As for bugs, I fix them as they come in - no lists. But then it's just me here, and I don't have mountains of bugs to deal with.
To me it's clear that the larger the volume of tasks (development or bug fixing or anything else) the more levels of ordering/prioritisation are required.
Replies: #17.
#13, Luis, UK, 30 October 2010. Reply to this.
As for me, I mostly weigh my decision through 2 options, the long term and the short term. However, I always make sure that most of my short term actions will help in getting me closer to my long term goals/objectives. Well, it actually comes out to these:
1. Need = crucial (to prolong and sustain the flow of business)
2. Important (related to future expansions)
3. Want (incentives but must be relevant)
Replies: #17.
#14, Seth, Philippines, 15 November 2010. Reply to this.
I would argue that anything that effects your day to day business operations should fall under critical.
Replies: #17.
#15, Thomas Craig Consulting, Canada, 16 November 2010. Reply to this.
Sometimes my team and I make our biggest gains when we sit down and really focus on whats important, this is such a great post to drive home this fact. Get organized and get your work done. Get the stuff that needs to be done first, and also construct a long term strategy, shareing this on twitter as well, thanks!
Replies: #17.
#16, commenter, canada, 21 November 2010. Reply to this.
#13 Luis: Do you not end up with most things under "Should"?
#14 Seth: A lot of people have been rating "Need" above "Important" - it seems they aren't distinct and obvious enough for prioritisation where lots of people can see the levels.
#15 Thomas: But if everything is critical, how do you decide what to fix first?
#16 commenter: All makes sense :)
#17, DaveChild, United Kingdom, 24 November 2010. Reply to this.
I've had a couple more suggestions from people:
- OMGWTFBBQ!
- WTF!
- OMG!
- BBQ!
And something very bug-specific:
- System Unresponsive
- System Error
- Unexpected Behaviour
- Edge Case
Finally, someone suggested using Dante's circles of hell - I fear for their company if their bugs fit into this kind of system:
- Limbo
- Lust
- Gluttony
- Greed
- Anger
- Heresy
- Violence
- Fraud
- Treachery
#18, DaveChild, United Kingdom, 24 November 2010. Reply to this.
Or how about a more time-focused list?
- Urgent
- Quick
- Normal
- Eventual
#19, DaveChild, United Kingdom, 24 November 2010. Reply to this.
The difficulty you/I/everyone has to cope with is that there are at least two dimensions to the problem of prioritization: importance and urgency.
#20, aptiv, 26 January 2011. Reply to this.
It seems to me that everyone agrees, important and urgent first.

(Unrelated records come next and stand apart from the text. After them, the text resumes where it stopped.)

PR #1346, opened 2015-08-12
create a lockfile to prevent chef-daemon kick in during apply_role

MaximilianMeister:
the chef client will use this information to run only if the lock file is not present


crowbar_framework/lib/crowbar/lock_file.rb
```diff
@@ -0,0 +1,27 @@
...
+# distributed under the License is distributed on an "AS IS" BASIS,
+# WITHOUT WARRANTIES OR CONDITIONS OF ANY KIND, either express or implied.
+# See the License for the specific language governing permissions and
+# limitations under the License.
+#
+
+module Crowbar
+  class LockFile
+    def self.create(name)
+      File.new("tmp/#{name}.lock", "w")
```
rsalevsky: Do you really mean `tmp/` instead of `/tmp/`?

crowbar_framework/lib/crowbar/lock_file.rb
```diff
@@ -0,0 +1,27 @@
...
+    end
+
+    def self.destroy(name)
+      File.delete("tmp/#{name}.lock")
```
rsalevsky: The check if the file exists is missing.

rsalevsky:
You should add some tests for the 'LockFile' class maybe with the help of https://rubygems.org/gems/fakefs.

aspiers:
@rsalevsky Yes that sounds like a good idea.

crowbar_framework/lib/crowbar/lock_file.rb
dirkmueller: predictable name in a world writeable directory is a no-go.

dirkmueller:
@MaximilianMeister I'm not sure what you're trying to achieve here.. creating a lock on teh admin node isn't needed..

crowbar_framework/lib/crowbar/lock_file.rb
MaximilianMeister: it is the tmp dir in the rails root

MaximilianMeister:
> I'm not sure what you're trying to achieve here.. creating a lock on teh admin node isn't needed..

@dirkmueller can you be a bit more specific what is needed then?

aspiers:
Yes @dirkmueller is right, the lock is on each Crowbar node!  Sorry for missing this.  If you don't know why then I strongly suggest re-reading the bug until you understand.  And BTW the commit messages are missing `bsc#` references and URLs.

crowbar_framework/lib/crowbar/lock_file.rb
aspiers: Rails root is the wrong machine as already mentioned.

aspiers:
This is not the right approach.

aspiers:
Need to change the locking mechanism to use `ssh_cmd` to write the lock on the remote node.

crowbar_framework/app/models/service_object.rb
```diff
@@ -822,9 +822,9 @@ def apply_role(role, inst, in_queue)
     # We also check that all nodes we'll require are in the ready state.
     #
 
-    # Initialize variables used in ensure at the end of the method
-    chef_daemon_nodes = []
-
+    # get all nodes except the admin node
+    nodes_without_admin = NodeObject.find_all_nodes.reject { |n| n.admin? }.map(&:name)
```
aspiers: I agree with the dog ;-)

aspiers:
Now looks very promising except the 2 nitpicks, thanks!

aspiers:
Uh-oh ... what about Windows nodes?  Do we have to worry about them?

MaximilianMeister:
still need to add some logging and an option to use remote or local lockfile creation. i would maybe do this with an inner class like this
``` ruby
module Crowbar
  class Lock
    class Remote
    end

    class Local
    end
  end
```

crowbar_framework/lib/crowbar/lock.rb
```diff
@@ -0,0 +1,55 @@
...
+        File.new("/var/lock/#{name}", "w")
+      end
+
+      def destroy(name)
+        @logger.info("Destroying local temporary lockfile #{name}")
+        File.delete("/var/lock/#{name}")
+      end
+    end
+  end
+end
```
MaximilianMeister: not sure if this is the most elegant way with 2 inner classes, please ruby specialists have a look. 
and i still don't like too much the 2 initializers, because they are DRY. can we share the logger somehow among the 2 inner classes? what would be the most elegant way to do that?

tboerger:
I would prefer a single class. If you stay with 2 classes you have to put them into separate files.

tboerger:
```ruby
class Lockfile
  attr_accessor :logger
  attr_accessor :path
  attr_accessor :remote

  def initialize(options = {})
    @logger = options.fetch :logger, Rails.logger
    @path = options.fetch :path, "/var/lock"
    @remote = options.fetch :remote, false
  end

  def create(name)
    if remote
    else
    end
  end

  def remove(name)
    if remote
    else
    end
  end

  def with_lock
    create
    yield
  ensure
    remove
  end

  protected

  def remote(command)
    # do it
  end

  def local(command)
    # do it
  end
end
```

```ruby
Lockfile.new.create("foo")
# complex block
Lockfile.new.remove("foo")
```

```ruby
Lockfile.new.with_lock do
  # simple block
end
```

This is how i think about it.

MaximilianMeister:
@aspiers so the caller needs to send the path `/var/chef/cache` and the file name `daemon-pause-file.lock` ?

MaximilianMeister:
> Uh-oh ... what about Windows nodes? Do we have to worry about them?

right, thanks. we have to filter them out

aspiers:
> @aspiers so the caller needs to send the path /var/chef/cache and the file name daemon-pause-file.lock ?

Yes but this should be done when the object is instantiated, not when the lock is created/removed.

crowbar_framework/lib/crowbar/lock.rb
```diff
@@ -0,0 +1,76 @@
...
+    attr_accessor :path
+    attr_accessor :remote
+
+    def initialize(options = {})
+      @logger = options.fetch :logger, Rails.logger
+      @path = options.fetch :path, "/var/lock"
+      @remote = options.fetch :remote, false
+    end
+
+    def create(name, nodes = [])
```
aspiers: The name should be set at instantiation not create/remove time.  It doesn't make sense to be able to use the same Lock object to create multiple lock files.

aspiers: Actually the list of `nodes` should probably be an instance variable too, to eliminate the risk of a different list being used for `#destroy`.

crowbar_framework/lib/crowbar/lock.rb
```diff
@@ -0,0 +1,76 @@
...
+      if @remote
+        remote(name, nodes, action: "create")
+      else
+        local(name, action: "create")
+      end
+    end
+
+    def destroy(name, nodes = [])
```
aspiers: This should just get the name (and probably the node list) from its internal instance variables set during `initialize`.

crowbar_framework/lib/crowbar/lock.rb
```diff
@@ -0,0 +1,76 @@
...
+      @logger = options.fetch :logger, Rails.logger
+      @path = options.fetch :path, "/var/lock"
+      @remote = options.fetch :remote, false
+    end
+
+    def create(name, nodes = [])
+      if @remote
+        remote(name, nodes, action: "create")
+      else
+        local(name, action: "create")
```
aspiers: Still strong -1 for local support unless you can give a concrete reason we need it.  Honestly, it looks to me like a waste of effort.  The locking process isn't even exclusive, which would lead to serious errors if anyone relied on it.

crowbar_framework/lib/crowbar/lock.rb
```diff
@@ -0,0 +1,76 @@
...
+      else
+        cmd, msg = "rm -f", "Destroying"
+      end
+      nodes.each do |node|
+        @logger.info("#{msg} remote temporary lockfile #{name} on #{node}")
+        RemoteNode.ssh_cmd(node, "#{cmd} #{@path}/#{name}")
+      end
+    end
+
+    def local(name, options = {})
```
aspiers: Please ditch this.

crowbar_framework/lib/crowbar/lock.rb
tboerger: I thought about setting remote to the list of nodes. The name makes sense, so just define the file instead of path for the initializer.

crowbar_framework/lib/crowbar/lock.rb
```diff
@@ -0,0 +1,76 @@
...
+    attr_accessor :remote
+
+    def initialize(options = {})
+      @logger = options.fetch :logger, Rails.logger
+      @path = options.fetch :path, "/var/lock"
+      @remote = options.fetch :remote, false
+    end
+
+    def create(name, nodes = [])
+      if @remote
```
tboerger: You can call just remote, there is a getter for that ;)

crowbar_framework/lib/crowbar/lock.rb
```diff
@@ -0,0 +1,76 @@
...
+        remote(name, nodes, action: "create")
+      else
+        local(name, action: "create")
+      end
+    end
+
+    def destroy(name, nodes = [])
+      if @remote
```
tboerger: You can call just remote, there is a getter for that ;)

crowbar_framework/lib/crowbar/lock.rb
```diff
@@ -0,0 +1,76 @@
...
+    ensure
+      destroy(name, nodes)
+    end
+
+    protected
+
+    def remote(name, nodes, options = {})
+      action = options.fetch :action
+      if action == "create"
+        cmd, msg = "touch", "Creating"
```
aspiers: `touch` is not good enough; the file should contain info which uniquely identifies its creator.  Then `destroy` should check that it owns the file before removing.  For debugging purposes it would also be useful if the file contains human-readable info about why it was created (e.g. the barclamp / proposal name and revision number at least).

tboerger:
If you create a ```Pathname``` out of path it's even easier to handle with ```join``` and create/destroy the files.

tboerger:
And please just use the getters. You can skip so many ```@``` that way.

crowbar_framework/lib/crowbar/lock.rb
```diff
@@ -0,0 +1,76 @@
...
+      else
+        cmd, msg = "rm -f", "Destroying"
```
aspiers: This would blindly allow a different consumer to remove a lock it doesn't own.

crowbar_framework/lib/crowbar/lock.rb
tboerger: If that is really useful i would append a ```claim``` attribute to the initializer.

aspiers: Also creating files is not an atomic action, so one consumer could overwrite the lock of another.  In contrast `symlink(2)` and `mkdir(2)` are atomic.

crowbar_framework/lib/crowbar/lock.rb
aspiers: Yeah that's fair - no need to split the directory from the filename.

crowbar_framework/lib/crowbar/lock.rb
aspiers: @tboerger yes the list of `initialize` parameters will indeed need to be extended.  I suggest `owner` and `reason`.

crowbar_framework/lib/crowbar/lock.rb
tboerger: Why? It's useful to have a local locking as well, there is no locking mechanism within rails, and if we already have it somewhere it makes sense to replace that with this.

crowbar_framework/lib/crowbar/lock.rb
tboerger: I suggested to create that!

crowbar_framework/lib/crowbar/lock.rb
aspiers: [We already have local locking](https://github.com/crowbar/barclamp-crowbar/blob/master/crowbar_framework/lib/file_lock.rb), and it actually works, unlike this implementation which is completely and utterly broken with respect to concurrency.  In fact it would be better to reuse that implementation by making it available on the other nodes and then keeping this class as a wrapper which executes it remotely via `ssh_cmd`.  Alternatively `ssh_cmd` could run `flock(1)` on the remote node.  The other suggestion I already made is to use `symlink(2)` or `mkdir(2)` which are both atomic operations (unlike just writing a file).

crowbar_framework/lib/crowbar/lock.rb
aspiers: Yes I know, but sorry, like I said above, it's totally redundant and broken w.r.t. concurrency.

crowbar_framework/lib/crowbar/lock.rb
tboerger: You are right for the class, I totally forgot that. So it makes more sense to add the remote functionality to that instead of creating another one.

aspiers: Agree in principle; the only problem is that "class" is actually just a collection of 4 class methods (presumably written by someone who didn't understand the difference between classes and modules).  And I can't see how any of the code could be reused when implementing the remote case.

tboerger: So take this pull request as an option to start small refactoring, the number of places where it's used is pretty small:

```
crowbar/crowbar_framework/app/models/service_object.rb:146: FileLock.acquire(name, :logger => @logger)
crowbar/crowbar_framework/app/models/service_object.rb:150: FileLock.release(f, :logger => @logger)
crowbar/crowbar_framework/app/models/role_object.rb:289: role_lock = FileLock.acquire "role:#{@role.name}"
crowbar/crowbar_framework/app/models/role_object.rb:311: FileLock.release role_lock
crowbar/crowbar_framework/app/models/role_object.rb:319: role_lock = FileLock.acquire "role:#{@role.name}"
crowbar/crowbar_framework/app/models/role_object.rb:322: FileLock.release role_lock
crowbar/crowbar_framework/lib/file_lock.rb:18: class FileLock
crowbar/crowbar_framework/lib/crowbar/deployment_queue.rb:231: FileLock
```

aspiers: No, this is definitely not the right PR to do that work, which is outside the scope of this sprint.  We need this remote locking urgently in lieu of a change we had to revert because it was bringing Jenkins to its knees, and we've already estimated that work.  So let's avoid getting distracted, get a simple solution for the remote locking working now, and have a separate story for tidying up the local locking later.

And anyway like I already said, I don't think there's any trivial way to reuse code between local and remote.  We'd need to automatically copy the library onto the other nodes, and there's an even more fundamental barrier which is that `FileLock` provides exclusive locking, whereas for this use case we need shared locking.

tboerger: Ok, i am out and stop reviewing that as nearly all comments on that pull request are "rejected" by you. Have fun with different classes for handling lockfiles.

aspiers: Rejected for concrete reasons which I clearly explained, not because I enjoy disputing comments / changes like you seem to be implying.  Yes, different classes makes sense when there is no easy way to reuse code between them.  Max will be having the fun though, not me, since I'm off on FTO now :)

rsalevsky:
@MaximilianMeister, this repository got merged into [crowbar-core](https://github.com/crowbar/crowbar-core).

MaximilianMeister:
Closing in favor of https://github.com/crowbar/crowbar-core/pull/5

The debate is which is a higher priority those that are urgent but not important, or those that are important but not urgent.
Although I see some good suggestions, I am with you on the time scale. This forces you to choose the level of importance in terms of urgency.

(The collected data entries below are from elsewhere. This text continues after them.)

PR #1348, opened 2015-08-13
Revert "apply_role: disable 15-minute chef run during apply_role"

dirkmueller:
Currently this causes a massive slowdown of proposal apply
up to a point where a HA deployment is no longer possible.
Revert until a proper fix is being found.

This reverts commit 41b6bca7f9e260a398df536015f22cca4c6c3f26.

### DIFF
--- a/crowbar_framework/app/models/service_object.rb
+++ b/crowbar_framework/app/models/service_object.rb
@@ -1109,10 +1109,6 @@ class ServiceObject
     end
     new_elements = expanded_new_elements
 
-    # stop chef daemon on all nodes
-    chef_daemon_nodes = new_elements.values.flatten
-    chef_daemon(:stop, chef_daemon_nodes)
-
     # save list of expanded elements, as this is needed when we look at the
     # old role
     if new_elements != new_deployment["elements"]
@@ -1423,9 +1419,6 @@ class ServiceObject
     restore_to_ready(all_nodes)
     process_queue unless in_queue
     [200, {}]
-  ensure
-    # start chef daemon on all nodes
-    chef_daemon(:start, chef_daemon_nodes)
   end
 
   def apply_role_pre_chef_call(old_role, role, all_nodes)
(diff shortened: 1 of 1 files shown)


aspiers:
+1 as discussed.

aspiers:
Actually, sorry - please update the commit message to reference https://bugzilla.suse.com/show_bug.cgi?id=936302

aspiers:
Also the commit reference is wrong; it actually reverts 41b6bca7f9e260a398df536015f22cca4c6c3f26 from #1277.

crowbar_framework/app/models/service_object.rb
```diff
@@ -1551,26 +1544,6 @@ def run_remote_chef_client(node, command, logfile_name)
     }
   end
 
-  def chef_daemon(action, node_list)
```
MaximilianMeister: wouldn't it be enough to just take out the caller method as i did in https://github.com/MaximilianMeister/barclamp-crowbar/commit/7b937bf64e14ca3c6b4eda169440b3ad7c661e31 as part of https://github.com/crowbar/barclamp-crowbar/pull/1346? maybe we could need this method later on.

aspiers: @MaximilianMeister That approach leads to a gradual accumulation of unused dead code, so it's not a good idea.  If we need it later we can easily retrieve from git.  But anyway this change is on a stable branch so it's only going to see bugfixes, so we probably won't ever need it again here.

MaximilianMeister: @aspiers then we should also remove `run_service` in the `node_object` as this is not used and `.service_command` in chef_object as this is not used either.

MaximilianMeister: ... just for rference, i mean https://github.com/crowbar/barclamp-crowbar/commit/75fbade214b9c85d7a1cb78831ddffc419a51454 and https://github.com/crowbar/barclamp-crowbar/commit/a4b4397595be5dfd0383b278a79da46dbb3b946a

dirkmueller: are you sure that nothing else uses them? I didn't want to take the risk right now..

dirkmueller:
@aspiers updated

toabctl:
+1

crowbar_framework/app/models/service_object.rb
aspiers: @dirkmueller @MaximilianMeister introduced them specifically for this purpose (in the same commit, even).  I just checked and can't see anything else using them.  But it doesn't matter too much if a few unused methods are left around in old stable branches.  The important thing is not to do that in `master`.

aspiers:
Should merge this when the gate passes.

aspiers:
Also we need to urgently get this merged so that all the gate builds get a lot quicker and Jenkins can chew through the backlog.

toabctl:
imo we can merge it now to speedup builds on gate.

PR #50, opened 2018-03-14
fix: crash on auth config missing

wtrocki:
Prevent from crashing application when config is missing.
Enforce users to handle this error case.

### Progress

- [x] Lazy init instance
- [x] Unit tests


wtrocki:
@aidenkeating Happy to document some of this if this is not planned in near future.

aidenkeating:
@wtrocki 👀

example/AeroGearSdkExample/auth/AuthViewController.swift
```diff
@@ -14,7 +14,7 @@ class AuthViewController: UIViewController {
 
     override func viewDidLoad() {
         let authenticationConfig = AuthenticationConfig(redirectURL: "org.aerogear.mobile.example:/callback")
-        AgsAuth.instance.configure(authConfig: authenticationConfig)
+        try! AgsAuth.instance.configure(authConfig: authenticationConfig)
```
aidenkeating: Quick question: This will still cause a crash in the example app correct? We've moved the source of the crash out of the SDK?

modules/auth/AgsAuth.swift
```diff
@@ -19,57 +19,68 @@ import Foundation
...
-    public static let instance = AgsAuth(AgsCore.instance.getConfiguration(serviceId)!)
+    public static let instance: AgsAuth = {
+        let config = AgsCore.instance.getConfiguration(serviceId);
+        return AgsAuth(config)
+    }();
 
     /** Errors generated by the auth module */
     public enum Errors: Error {
-        /** Service is not configured */
+        /** Thrown when user auth configuration is missing */
```
aidenkeating: Is this a correct description? Looks like it's describing `missingConfig`.

modules/auth/AgsAuth.swift
```diff
@@ -19,57 +19,68 @@ import Foundation
...
         case serviceNotConfigured
+        /** Thrown when Auth config is missing in mobile-services.json */
+        case missingConfig
```
aidenkeating: Maybe `noServiceConfigurationFound` to be more descriptive?

modules/auth/AgsAuth.swift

#21, Ann Michelle Marks, USA, 31 May 2011. Reply to this.
I stumbled upon ur site here and noticed this page, im no IT guy or anything, im just building my own website, and i thought i might comment on this.
what about this:
1. today (something that affects us now)
2. tomorrow (something that might affect us tomorrow)
3. next week (you get the point...)
4. next month
I dunno its just a thought.
Replies: #23.
#22, Paul, Canada, 21 July 2011. Reply to this.
Like #22 said, this is also the system used by lazymeter and works quite wel.
#23, gnur, Netherlands, 12 August 2011. Reply to this.
@gnur but lazymeter do have a lot of marketing power behind them. i have seen a lot of PPC ads that they are running so they must have a good marketing budget. I suspect they have refined and streamlined their process as time has gone on.
#24, eric, United Kingdom, 2 November 2011. Reply to this.
I agree that urgent becomes a problem when the customer always think something is difficult.
That is just not fair to anyone. Really important issues not reported by the customer and fairly treated dont stand a chance since they are correctly evaluated.
Thanks for sharing.
#25, jhoncena, pakistan, 30 March 2012. Reply to this.